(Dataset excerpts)
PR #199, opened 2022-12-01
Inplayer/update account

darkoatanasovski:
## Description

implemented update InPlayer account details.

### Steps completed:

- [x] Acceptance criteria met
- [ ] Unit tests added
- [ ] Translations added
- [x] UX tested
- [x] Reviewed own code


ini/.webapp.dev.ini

*What the task requires*:
Repeat all the entries exactly as given.

*Answer space*:
PR #199, opened 2022-12-01
Inplayer/update account

darkoatanasovski:
## Description

implemented update InPlayer account details.

### Steps completed:

- [x] Acceptance criteria met
- [ ] Unit tests added
- [ ] Translations added
- [x] UX tested
- [x] Reviewed own code


ini/.webapp.dev.ini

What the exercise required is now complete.